En concreto, la empresa Novamente, propiedad del matemático y programador, actuó como patrocinador formal de tres proyectos de la Universidad Politécnica de Hong Kong (PolyU).

Los correos electrónicos intervenidos muestran peticiones de fondos recurrentes por parte del investigador, que oscilaban entre 10.000 y 60.000 dólares estadounidenses anuales.

Uno de ellos, fechado en enero de 2010 -solo seis meses después de que Epstein saliera de prisión por una condena relacionada con delitos sexuales con una menor-, solicitaba 18.000 dólares.

En comunicaciones posteriores, datadas en 2015, Goertzel minimizó las acusaciones contra Epstein al sugerir que sus polémicas actividades podrían haber sido «un incidente entre personas razonablemente maduras que consintieron mutuamente en ese momento».

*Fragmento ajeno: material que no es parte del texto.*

PR #1986, opened 2026-01-01
Clarify documentation around "undefined" bits in intrinsics.

veluca93:


crates/core_arch/src/x86/avx.rs
```diff
@@ -2960,7 +2964,11 @@ pub const fn _mm256_castps128_ps256(a: __m128) -> __m256 {
 }
 
 /// Casts vector of type __m128d to type __m256d;
-/// the upper 128 bits of the result are undefined.
+/// the upper 128 bits of the result are indeterminate.
+///
+/// In the Intel documentation, the upper bits are declared to be `undefined`.
+/// This is not equivalent to [`mem::MaybeUninit`], as these bits are non-deterministically
+/// set to some valid value. In practice, this is typically equivalent to [`mem::zeroed`].
```
RalfJung:
```suggestion
/// In the Intel documentation, the upper bits are declared to be "undefined".
/// This is not equivalent to [`mem::MaybeUninit`]; instead, these bits are non-deterministically
/// set to some valid value. In practice, this is typically equivalent to [`mem::zeroed`].
```

PR #1987, opened 2026-01-01
Use a generic type to implement SIMD types in `core_arch::simd` and avoid `unsafe fn` in more tests

eduardosm:


crates/core_arch/src/macros.rs
```diff
@@ -135,6 +135,22 @@ macro_rules! types {
...
+            }
+        }
+
+        $(#[$stability])+
+        impl crate::convert::From<$name> for crate::core_arch::simd::Simd<$elem_type, $len> {
+            #[inline(always)]
+            fn from(simd: $name) -> Self {
+                unsafe { crate::mem::transmute(simd) }
+            }
+        }
```
eduardosm, line 153: This is now easy to include thanks to the generic `core_arch::simd::Simd` type.

crates/core_arch/src/simd.rs
```diff
@@ -16,129 +16,209 @@ pub(crate) const unsafe fn simd_imin<T: Copy>(a: T, b: T) -> T {
...
+    }
+}
+
+// `#[derive(Clone)]` causes ICE "Projecting into SIMD type core_arch::simd::Simd is banned by MCP#838"
+impl<T: SimdElement, const N: usize> Clone for Simd<T, N> {
+    #[inline]
+    fn clone(&self) -> Self {
+        *self
+    }
+}
```
eduardosm, line 89: I don't know why the ICE with `#[derive(Clone)]` did not happen with non-generic types.

crates/core_arch/src/arm_shared/neon/mod.rs
```diff
@@ -5546,11 +5789,19 @@ mod tests {
...
-        [13_f16, 14., 15., 16.]));
+        #[cfg_attr(target_arch = "arm", simd_test(enable = "neon,fp16"))]
+        #[cfg_attr(not(target_arch = "arm"), simd_test(enable = "neon"))]
+        fn test_vcombine_f16() {
+            let a = f16x4::from_array([3_f16, 4., 5., 6.]);
+            let b = f16x4::from_array([13_f16, 14., 15., 16.]);
+            let e = f16x8::from_array([3_f16, 4., 5., 6., 13_f16, 14., 15., 16.]);
+            let c = f16x8::from(vcombine_f16(a.into(), b.into()));
+            assert_eq!(c, e);
+        }
```
eduardosm, line 5804: No longer uses the `test_vcombine` due to the need of specifying "fp16" depending on ARM version.

ci/run.sh
```diff
@@ -40,7 +40,7 @@ case ${TARGET} in
 	export RUSTFLAGS="${RUSTFLAGS} -C llvm-args=-fast-isel=false"
 	;;
     armv7-*eabihf | thumbv7-*eabihf)
-        export RUSTFLAGS="${RUSTFLAGS} -Ctarget-feature=+neon"
+        export RUSTFLAGS="${RUSTFLAGS} -Ctarget-feature=+neon,+fp16"
```
eduardosm, line 43: Since `fp16` cannot be checked at runtime (at least `is_arm_feature_detected` does not support it), we enable it at compile time.

crates/core_arch/src/simd.rs
sayantn: this is normal, the `derive`d `Clone` implementation tries to do the clone elementwise, projecting to the SIMD type in the process. The compiler explicitly rejects any SIMD type projection via an ICE.

The `derive`d implementation looks like this
```rust
fn clone(&self) -> Self {
    Self(self.0.clone())
              ^ SIMD type field projection => ICE
}
```

edit: oh I just got the problem, why does the same ICE not occur for non-generic versions. I imagine this is due to optimizations, the compiler can eliminate the field projection for non-generic versions by doing a bitwise `Copy`, but for generic `T`, the compiler cannot ensure that `Copy` and `Clone` behave the same way. For example, the following code is perfectly valid

```rust
#[derive(Copy)]
struct Foo(u32);

impl Clone for Foo {
    fn clone(&self) -> Self {
        println!("Cloning");
        *self
    }
}
```

although I am just guessing.

crates/core_arch/src/simd.rs
```diff
@@ -16,129 +16,209 @@ pub(crate) const unsafe fn simd_imin<T: Copy>(a: T, b: T) -> T {
...
+
+#[rustc_const_unstable(feature = "stdarch_const_helpers", issue = "none")]
+impl<T: SimdElement, const N: usize> const core::cmp::PartialEq for Simd<T, N> {
```
sayantn:
```suggestion
impl<T: SimdElement, const N: usize> const crate::cmp::PartialEq for Simd<T, N> {
```
and similarly in other places. It is better to use `crate` because then it will use the in-tree libcore instead of the previous stage while bootstrapping

crates/core_arch/rustfmt.toml
sayantn, line 1: We probably shouldn't delete this file, otherwise user `rustfmt` configurations will cause the code to be wrongly formatted. We can just leave this as empty

crates/core_arch/src/simd.rs
```diff
@@ -16,129 +16,209 @@ pub(crate) const unsafe fn simd_imin<T: Copy>(a: T, b: T) -> T {
...
-        pub(crate) struct $id([$elem_type; $len]);
+        pub(crate) type $id = Simd<$elem_type, $len>;
 
-        #[allow(clippy::use_self)]
         impl $id {
-            /// A value of this type where all elements are zeroed out.
-            pub(crate) const ZERO: Self = unsafe { crate::mem::zeroed() };
-
             #[inline(always)]
             pub(crate) const fn new($($param_name: $elem_type),*) -> Self {
```
sayantn, line 154: TBH is there any reason to even keep this function, callers can just throw in a couple `[`-`]`s and use `from_array`. This makes the file very long for no good reason.

crates/core_arch/src/simd.rs
```diff
@@ -16,129 +16,209 @@ pub(crate) const unsafe fn simd_imin<T: Copy>(a: T, b: T) -> T {
...
+}
+
+impl<T: SimdElement, const N: usize> core::fmt::Debug for Simd<T, N> {
+    #[inline]
+    fn fmt(&self, f: &mut core::fmt::Formatter<'_>) -> core::fmt::Result {
+        debug_simd_finish(f, "Simd", self.as_array())
+    }
+}
+
+impl<const N: usize> Simd<f32, N> {
```
sayantn, line 120: please don't forget the youngest child `f16`

crates/core_arch/src/simd.rs
eduardosm: I agree we should get rid of `new` and just use `from_array`. However, a quick search for `[iu](8|16|32|64)x(2|4|8|16)::new` throws 5000+ results, so I will not be doing it now.

sayantn: Ouch, I guess most of then is in arm/aarch64, as it doesn't have a convenient way to create vectors from its elements (like `_mm_set_ps` etc in x86)

sayantn:
The changes LGTM, although the `simd_test` changes seem a bit hacky, I guess we can live with it if it enables us to have a simpler life

PR #1988, opened 2026-01-02
Change `repr(packed)` struct to `repr(C, packed)`

eduardosm:
`repr(packed)` structs do not have a well-defined layout


sayantn:
nice catch, thanks

PR #1991, opened 2026-01-10
remove fp16 target feature from some vreinterpret intrinsics

usamoi:
Usage of them is accepted by clang without `fullfp16` (https://godbolt.org/z/dhffa4YT9). It seems that they are missing in https://github.com/rust-lang/stdarch/pull/1978.

cc @adamgemmell, in case I misunderstood

### DIFF
--- a/crates/core_arch/src/x86/avx512fp16.rs
+++ b/crates/core_arch/src/x86/avx512fp16.rs
@@ -23993,16 +23993,16 @@ mod tests {
 
     #[simd_test(enable = "avx512fp16,avx512vl")]
     const fn test_mm256_reduce_mul_ph() {
-        let a = _mm256_set1_ph(2.0);
+        let a = _mm256_set1_ph(1.2);
         let r = _mm256_reduce_mul_ph(a);
-        assert_eq!(r, 65536.0);
+        assert_eq!(r, 18.5);
     }
 
     #[simd_test(enable = "avx512fp16")]
     const fn test_mm512_reduce_mul_ph() {
-        let a = _mm512_set1_ph(2.0);
+        let a = _mm512_set1_ph(1.2);
         let r = _mm512_reduce_mul_ph(a);
-        assert_eq!(r, 16777216.0);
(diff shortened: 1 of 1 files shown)


adamgemmell:
Looks good to me, thank you!

crates/core_arch/src/arm_shared/neon/generated.rs
```diff
@@ -45037,13 +45136,14 @@ pub fn vreinterpretq_f16_p64(a: poly64x2_t) -> float16x8_t {
...
 #[cfg(target_endian = "big")]
+#[target_feature(enable = "neon")]
 #[cfg_attr(target_arch = "arm", target_feature(enable = "v8"))]
 #[cfg_attr(all(test, target_arch = "arm"), assert_instr(nop))]
 #[cfg_attr(
     all(test, any(target_arch = "aarch64", target_arch = "arm64ec")),
     assert_instr(nop)
 )]
-#[target_feature(enable = "neon,fp16")]
+#[cfg_attr(target_arch = "arm", target_feature(enable = "fp16"))]
```
Amanieu: I don't believe the `fp16` target feature is required on 32-bit either.

usamoi: This is what was done in https://github.com/rust-lang/stdarch/pull/1978, for stores and loads.
@adamgemmell, do you have ideas?

adamgemmell: vreinterprets are NOPs, so there's no issues with the instruction not being available on 32 bit platforms. If it builds and the tests pass then it's fine to remove for both sets of targets

usamoi:
`fp16` is removed on arm now.

The second commit is for passing CI. https://github.com/rust-lang/rust/pull/151529

folkertdev:
For context: this includes a fix for miri failing to build `std`, see https://rust-lang.zulipchat.com/#narrow/channel/269128-miri/topic/Miri.20test-libstd.20Failure.20.282026-01.29/near/570520551

PR #1992, opened 2026-01-11
remove `impl Neg` on s390x/powerpc vector types

folkertdev:
For other targets we don't have such instances. We specifically decided against implementing arithmetic operators on these low-level vector types. The `impl` has been replaced by a `vec_neg` function.

Over on https://www.ibm.com/docs/en/zos/2.4.0?topic=functions-defining-vector-built-in-from-operators it is suggested to define `vec_neg`. We already implement the other `define`s on that page, so this seems like a logical extension. 

On s390x `vec_neg` is also implemented for unsigned integer vector types https://godbolt.org/z/ddadsrn3q. `vec_neg` is not implemented for the `bool` types, see https://godbolt.org/z/TdKr7enhb).

On powerpc `vec_neg` is also implemented for the unsigned integer _and_ bool vector types https://godbolt.org/z/faMbx45K3.

I plan to propose stabilization of the s390x vector types in the near future.

### DIFF
--- a/crates/core_arch/src/powerpc/altivec.rs
+++ b/crates/core_arch/src/powerpc/altivec.rs
@@ -364,14 +364,45 @@ unsafe extern "C" {
     fn vrfin(a: vector_float) -> vector_float;
 }
 
-impl_neg! { i8x16 : 0 }
-impl_neg! { i16x8 : 0 }
-impl_neg! { i32x4 : 0 }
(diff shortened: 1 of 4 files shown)


sayantn:
LGTM, we shouldn't have such ops implementations only for some archs - that creates a non-uniformity in stdarch.

PR #1993, opened 2026-01-13
Stabilize `__jcvt`

folkertdev:
implementation: https://github.com/rust-lang/stdarch/pull/1938
tracking issue: https://github.com/rust-lang/rust/issues/147555

I think we should stabilize this intrinsic. The `jsconv` feature itself has been stable since `1.60.0`. The intrinsic works as expected in ruffle, see https://github.com/ruffle-rs/ruffle/pull/22138#issuecomment-3743856346.

# API surface

The `stdarch_aarch64_jscvt` feature contains one function:

> Floating-point JavaScript convert to signed fixed-point, rounding toward zero

```rust
#[target_feature(enable = "jsconv")]
pub fn __jcvt(a: f64) -> i32;
```

### DIFF
--- a/crates/core_arch/src/aarch64/neon/generated.rs
+++ b/crates/core_arch/src/aarch64/neon/generated.rs
@@ -49,7 +49,7 @@ pub fn __crc32d(crc: u32, data: u64) -> u32 {
 #[inline]
 #[target_feature(enable = "jsconv")]
 #[cfg_attr(test, assert_instr(fjcvtzs))]
-#[unstable(feature = "stdarch_aarch64_jscvt", issue = "147555")]
+#[stable(feature = "stdarch_aarch64_jscvt", since = "CURRENT_RUSTC_VERSION")]
 pub fn __jcvt(a: f64) -> i32 {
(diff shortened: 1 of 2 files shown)


folkertdev:
@adamgemmell (or someone else from arm), could you give the changes to `intrinsics_data/arm_intrinsics.json` from https://github.com/rust-lang/stdarch/pull/1938 a once-over just to make sure that is all correct?

adamgemmell:
The JSON looks good to me. This intrinsic isn't part of Neon but it's fine for the JSON to say that to avoid having to edit some of stdarch's tests.

As was pointed out on the original rust PR the link to our documentation 404s, but I'll see if we can get this added to that page.

traviscross:
@rfcbot fcp merge lang

(Doing the lang-side of the FCP from https://github.com/rust-lang/rust/issues/147555; will check the lang boxes already checked there.)

traviscross:
cc @RalfJung

nikomatsakis:
@rfcbot reviewed

folkertdev:
The other FCP is over as well.

PR #1997, opened 2026-01-21
use `simd_extract_dyn` for `extract`

folkertdev:
blocked on https://github.com/rust-lang/rust/pull/151453

Seems nicer to make the `dyn` part explicit, and also this does generate slightly better code for some targets.


folkertdev:
r? sayantn

PR #1999, opened 2026-01-22
arch: Add Hexagon HVX instructions

androm3da:
Note: this depends on [#151500](https://github.com/rust-lang/rust/pull/151500)
Tracking issue [#151523](https://github.com/rust-lang/rust/issues/151523)

### DIFF
--- a/crates/stdarch-gen-hexagon/src/main.rs
+++ b/crates/stdarch-gen-hexagon/src/main.rs
@@ -312,8 +312,13 @@ fn read_header(crate_dir: &Path) -> Result<String, String> {
     println!("Reading HVX header from: {}", header_path.display());
     println!("  (LLVM version: {})", LLVM_VERSION);
 
-    std::fs::read_to_string(&header_path)
-        .map_err(|e| format!("Failed to read header file {}: {}", header_path.display(), e))
+    std::fs::read_to_string(&header_path).map_err(|e| {
+        format!(
+            "Failed to read header file {}: {}",
+            header_path.display(),
+            e
+        )
+    })
 }
 
 /// Parse a C function prototype to extract return type and parameters


androm3da:
cc @folkertdev

I'm still working out how to get the CI to execute this, I should be able to make it work with `qemu-hexagon` linux-userspace emu, which is hopefully similar to how other targets do it.

folkertdev:
Yeah I figured that would be a bit of a challenge, so more efficient to do that in parallel.

folkertdev (commented):
General note: this looks largely machine-generated? We already have `stdarch-gen-loongarch` and `stdarch-gen-arm`, so it's possible to check that in.

androm3da:
> General note: this looks largely machine-generated? We already have `stdarch-gen-loongarch` and `stdarch-gen-arm`, so it's possible to check that in.

Ok, will add the generation script here too.

crates/core_arch/src/hexagon/hvx.rs
```diff
@@ -0,0 +1,7536 @@
...
+// Target feature: hvxv60
+// ============================================================================
+
+/// `Rd32=vextract(Vu32,Rs32)`
+///
+/// Instruction Type: LD
+/// Execution Slots: SLOT0
+#[inline]
+#[cfg_attr(target_arch = "hexagon", target_feature(enable = "hvxv60"))]
+#[unstable(feature = "stdarch_hexagon", issue = "none")]
```
folkertdev: For most targets we like adding a test that the intrinsic does in fact produce the expected instruction, e.g. 

```
// avx512bw
#[cfg_attr(test, assert_instr(vpabsw))]

// wasm
#[cfg_attr(test, assert_instr(v128.load8x8_s))]
```

especially if you are machine-generating these that should hopefully be straightforward.

crates/core_arch/src/hexagon/hvx.rs
```diff
@@ -0,0 +1,7536 @@
...
+    extractw(vu, rs)
+}
+
+/// `Vd32=hi(Vss32)`
+///
+/// Instruction Type: CVI_VA
+/// Execution Slots: SLOT0123
+#[inline]
+#[cfg_attr(target_arch = "hexagon", target_feature(enable = "hvxv60"))]
+#[unstable(feature = "stdarch_hexagon", issue = "none")]
```
folkertdev: before we merge this you can create a tracking issue in the main repo, see e.g. https://github.com/rust-lang/rust/issues/117427

crates/core_arch/src/hexagon/hvx.rs
```diff
@@ -0,0 +1,7536 @@
...
+
+/// `Vd32=vxor(Vu32,Vv32)`
+///
+/// Instruction Type: CVI_VA
+/// Execution Slots: SLOT0123
+#[inline]
+#[cfg_attr(target_arch = "hexagon", target_feature(enable = "hvxv60"))]
+#[unstable(feature = "stdarch_hexagon", issue = "none")]
+pub unsafe fn q6_v_vxor_vv(vu: HvxVector, vv: HvxVector) -> HvxVector {
+    vxor(vu, vv)
```
folkertdev: it's a bit hard to deduce from the names, but I'm assuming this corresponds to `simd_xor`

https://doc.rust-lang.org/nightly/std/intrinsics/simd/fn.simd_xor.html

We generally prefer using functions from `crate::intrinsics::simd` (starting with `crate` is deliberate, using `core::` can cause trouble when bootstrapping). It's much easier for us to then know what a function does, and as a bonus Miri will be able to run the intrinsics too.

When using `intrinsics::simd` it is even more important to check that these functions emit the right instruction. Sometimes additional optimizations are needed in LLVM to make that work. 

I think it's fine to do this gradually, but for some of the simpler operations it's probably possible to do it from the start.

androm3da: > for some of the simpler operations it's probably possible to do it from the start.

Sure - can do!

androm3da:
> > General note: this looks largely machine-generated? We already have `stdarch-gen-loongarch` and `stdarch-gen-arm`, so it's possible to check that in.
> 
> Ok, will add the generation script here too.

Ah - okay, I see that these are different from what I've implemented.  I have a python script that takes a C/C++ toolchain header file as a source-of-truth.  So @folkertdev  should I implement that instead as a crate that parses a yaml file?

folkertdev:
The input is up to you, `arm` uses an elaborate yaml setup, `loongarch` uses a simpler text format derived from header files. A custom format makes it easier to override an implementation with the `intrinsics::simd` one. Maybe you can use some sort of special comment to include that in the header?

We would prefer having rust over python though, hopefully that is straightforward to port?

androm3da:
> We would prefer having rust over python though, hopefully that is straightforward to port?

It is, yeah.

> Maybe you can use some sort of special comment to include that in the header?

Sorry, not sure if I follow.  Add comments in the C header file used as an input?  Or ... ?

folkertdev:
Taking `q6_v_vxor_vv` as an example, you'd need some way to indicate that instead of following the normal path picking some LLVM intrinsic,  it should use `simd_xor`. For `arm` we update its yaml file and re-run the generator. `loongarch` does not yet use `intrinsics::simd`, so it also needs to figure this out.

Maybe this was unclear, but currently the workflow is that we don't manually update the generated rust code, but instead modify the inputs to the generator and re-run it. That is convenient when new instructions are added, and it is usually simpler to edit the input than the output.

Anyhow, none of that is official, that's just what we have. So if there are good reasons to deviate from it that is something we can discuss.

androm3da:
> some way to indicate that instead of following the normal path picking some LLVM intrinsic

Ah okay I gotcha now.  So my plan was to just include a hardcoded list in the script/rust program of the intrinsics that do map to the architecture-independent ones and the exceptions get lowered to the architecture-specific ones.

folkertdev:
Cool, that should work

folkertdev:
doing a quick close/open here to see what CI says now that the features are available

folkertdev:
hmm

```
    Compiling panic_abort v0.0.0 (/rust/lib/rustlib/src/rust/library/panic_abort)
   Compiling cfg-if v1.0.4
   Compiling rustc-demangle v0.1.26
   Compiling unwind v0.0.0 (/rust/lib/rustlib/src/rust/library/unwind)
   Compiling rustc-literal-escaper v0.0.7
error: symbol 'fma' is already defined

error: could not compile `compiler_builtins` (lib) due to 1 previous error
```

is there some issue with hexagon in `compiler_builtins`? Maybe it just wasn´t considered in some `cfg` construction?

androm3da:
> 
> is there some issue with hexagon in `compiler_builtins`? Maybe it just wasn´t considered in some `cfg` construction?

This `fma` issue was a bug in `compiler_builtins` and I've since fixed it - or so I thought.

I have been noodling over the design of this PR and have several local changes.  None of them were intended to address the `fma` symbol issue but I'll push those and then I'll work on addressing that issue.

folkertdev:
Weird. We're using latest nightly here, maybe something was not synchronized?

androm3da:
> Weird. We're using latest nightly here, maybe something was not synchronized?

Yeah, it's not obvious to me yet.  This was fixed a while ago (https://github.com/rust-lang/compiler-builtins/pull/682).  I'll need to spend some time trying to reproduce it and maybe something just needs to update an explicit compiler-builtins dependency to a newer release.

folkertdev:
Oh, yes, it's building `compiler_builtins v0.1.160`, which is the latest, but it's 8 months old. I'm not sure (yet) why that dependency is built though, `cargo tree` does not show it.

androm3da:
> Oh, yes, it's building `compiler_builtins v0.1.160`, which is the latest, but it's 8 months old. I'm not sure (yet) why that dependency is built though, `cargo tree` does not show it.

`compiler_builtins-v0.1.160` has that fix, so I'm not sure if that's the issue.

tgross35:
> Oh, yes, it's building `compiler_builtins v0.1.160`, which is the latest, but it's 8 months old. I'm not sure (yet) why that dependency is built though, `cargo tree` does not show it.

Note that we don't use crates.io c-b anymore, it should only ever be coming via the submodule which is actively updated. Think this will still technically show as 0.1.160 though.

crates/core_arch/src/hexagon/hvx.rs
```diff
@@ -0,0 +1,8488 @@
...
+//! ## Vector Types
+//!
+//! HVX supports different vector lengths depending on the configuration:
+//! - 128-byte mode: `HvxVector` is 1024 bits (128 bytes)
+//! - 64-byte mode: `HvxVector` is 512 bits (64 bytes)
+//!
+//! This implementation targets 128-byte mode by default. To change the vector
+//! length mode, use the appropriate target feature when compiling:
+//! - For 128-byte mode: `-C target-feature=+hvx-length128b`
+//! - For 64-byte mode: `-C target-feature=+hvx-length64b`
```
folkertdev: This doesn't work unless you also pass `-Zbuild-std`. Normally when you compile a program, you're using a pre-built `std` that uses the default configuration.

folkertdev: On other targets, the types and intrinsics are actually available unconditionally. It is just UB to call the intrinsics that need a target feature when that feature is not present.

e.g. on x86_64 the namespacing is in the name `_mm` vs `_mm256` etc. Here maybe we should namespace with a module, so have a 64 and 128-byte module, both of which are available unconditionally, but of course need the target feature to actually use the intrinsics. 

but maybe there are additional details that I'm missing?

androm3da: > Any luck with figuring out why the build fails?

Sorry, I haven't spent enough time looking into this in the last few days.  I'll dig in and sort it out.

> This doesn't work unless you also pass `-Zbuild-std`. Normally when you compile a program, you're using a pre-built `std` that uses the default configuration.

Not for hexagon, though.  Since its artifacts aren't included, `-Zbuild-std` is a fairly convenient way to resolve that dependency.

> maybe there are additional details that I'm missing?

Yeah - it's kinda inconvenient that the ISA was designed this way.  But it was.  The semantics of the instructions change based on the system mode.  Either the system is in 64-byte mode, or it's in 128-byte mode.  The register size depends on the mode.  In practice, modern parts only support 128-byte mode.  But several DSPs were made with only 64-byte mode, and several with support for both modes.  So we're stuck with the LLVM backend looking and behaving the way it does in order to target all the various Hexagon HVX coprocs out there.  You'll see C/C++ code handle these intrinsics and their types by considering the `__HVX_LENGTH__` preprocessor definition that's emitted.  If there's a better way to handle it for rust than how it's being done here, I'm happy to consider another approach.

I'll start by documenting the above details in the crate's user documentation so that it's less confusing for all involved.

androm3da: Hmm but now re-reading what you've said I think I misunderstood your suggestion.

> Here maybe we should namespace with a module, so have a 64 and 128-byte module, both of which are available unconditionally, but of course need the target feature to actually use the intrinsics.

Yeah sorry for the confusion -- this should be do-able.

androm3da: Rebased and squashed the commits for this PR, leaving the 64b/128b crate split as its own commit to make it easier to see what changed from the previous commit set.

> Any luck with figuring out why the build fails?

Tsk!  https://github.com/rust-lang/compiler-builtins/pull/1066 -- dunno why I thought the symbol would be private but that was the issue.

examples/gaussian.rs
```diff
@@ -0,0 +1,358 @@
...
+//!         cargo +nightly build --bin gaussian -p stdarch_examples \
+//!         --target hexagon-unknown-linux-musl \
+//!         -Zbuild-std -Zbuild-std-features=llvm-libunwind
+//!
+//! To run under QEMU:
+//!
+//!     qemu-hexagon -L <sysroot>/target/hexagon-unknown-linux-musl \
+//!         target/hexagon-unknown-linux-musl/debug/gaussian
+
+#![cfg_attr(target_arch = "hexagon", feature(stdarch_hexagon))]
```
folkertdev, line 37: you could use 

```
#![target_arch = "hexagon"]
```

so that it applies to the module as a whole. Is there any particular reason not to do that, it seems like it would clean up a bunch of the conditionals.

androm3da: will do

androm3da: While making this update I remembered that there's an outstanding compiler issue that I should fix so that the example can be at parity with the intrinsics in the C/C++ reference code.  

I'll make a rustc PR for that one and revisit this after.

androm3da: Opened https://github.com/rust-lang/rust/pull/152552

I will put the `HvxVectorPair`s back into the `gaussian.rs` when that lands.

folkertdev:
I think that fix should be available now?

Another thing I thought of: we check in CI that the generated and checked-in version agree

https://github.com/rust-lang/stdarch/blob/0f754628fd9de8eb882a512281dc0067740708c9/.github/workflows/main.yml#L300-L320

So the hexagon generator should be checked there too.

androm3da:
> I think that fix should be available now?
> 
> Another thing I thought of: we check in CI that the generated and checked-in version agree
...
> So the hexagon generator should be checked there too.

Yeah - IIUC this is already present in this PR, though, right?

```
@@ -318,6 +325,10 @@ jobs:
       run: |
         cargo run --bin=stdarch-gen-loongarch --release -- crates/stdarch-gen-loongarch/lasx.spec
         git diff --exit-code
+    - name: Check hexagon
+      run: |
+        cargo run -p stdarch-gen-hexagon --release
+        git diff --exit-code
 
   conclusion:
```

crates/core_arch/src/mod.rs
```diff
@@ -320,6 +320,19 @@ pub mod arch {
...
+
+    /// Platform-specific intrinsics for the `hexagon` platform.
+    ///
+    /// This module provides intrinsics for the Qualcomm Hexagon DSP architecture,
+    /// including the Hexagon Vector Extensions (HVX).
+    ///
+    /// See the [module documentation](../index.html) for more details.
+    #[cfg(any(target_arch = "hexagon", doc))]
+    #[doc(cfg(target_arch = "hexagon"))]
+    #[unstable(feature = "stdarch_hexagon", issue = "none")]
```
folkertdev: you missed adding the issue number here I think

crates/stdarch-gen-hexagon/src/main.rs
```diff
@@ -0,0 +1,1715 @@
...
+    println!("Downloading HVX header from: {}", url);
+
+    let response = ureq::get(&url)
+        .call()
+        .map_err(|e| format!("Failed to download header: {}", e))?;
+
+    response
+        .into_string()
+        .map_err(|e| format!("Failed to read response: {}", e))
+}
```
folkertdev: I think it would be better to check in the header file? Currently any change to the header file would break our CI.

androm3da: It's bound to that particular git tag, so it wouldn't have changed under normal circumstances.  But I agree that it should be more robust, I'll add the file.

crates/core_arch/src/mod.rs
androm3da: Fixed, thanks

crates/stdarch-gen-hexagon/src/main.rs
androm3da: Fixed

androm3da:
Thanks for your patience and support @folkertdev 

Let me know if you think we should move ahead or if it needs more work.

androm3da:
> I think we're good. We just did a sync with `rust-lang/rust`, so it may be a couple of days before this makes it over (unless you'd like to use it immediately).

No hurry, thanks!

PR #2003, opened 2026-01-26
use `simd_splat`

folkertdev:
using https://github.com/rust-lang/rust/pull/151346


folkertdev:
r? sayantn

sayantn:
While we're at it, could you also change the x86 `set1` functions to use these as well

sayantn:
We have to use things like `i32x4::splat(a).as_m128i`, because `__m128i` etc are defined as `i64xN`

folkertdev:
github is having issues https://www.githubstatus.com/incidents/90hj03y5tj3c ...

PR #1100, opened 2022-01-10
Update metadate to support payable constructors

HCastano:
On top of #1065. I figured I'd split it out to make reviews easier.

### DIFF
--- a/crates/metadata/src/specs.rs
+++ b/crates/metadata/src/specs.rs
@@ -227,6 +227,8 @@ pub struct ConstructorSpec<F: Form = MetaForm> {
     pub label: F::String,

Tras la difusión de estos documentos, Goertzel, que reside actualmente en Estados Unidos, aunque mantiene su residencia permanente en la urbe semiautónoma, expresó su «profundo pesar» por haber aceptado el dinero.

Argumentó que en aquella época era «extremadamente difícil» obtener financiación para proyectos de inteligencia artificial y que sus encuentros personales no superaron las ocho horas en veinte años, limitándose siempre a discusiones científicas. Negó cualquier conocimiento de las actividades delictivas del magnate.

Por su parte, la Comisión de Innovación y Tecnología del Gobierno de Hong Kong se limitó a recordar que sus procesos de evaluación de subvenciones son «rigurosos y periódicos».

La investigación del SCMP subraya que, aunque no existe evidencia de que Goertzel estuviera al tanto de los delitos de Epstein, la relación ilustra cómo este ultimo logró infiltrarse en círculos académicos y científicos de élite incluso después de su primera condena.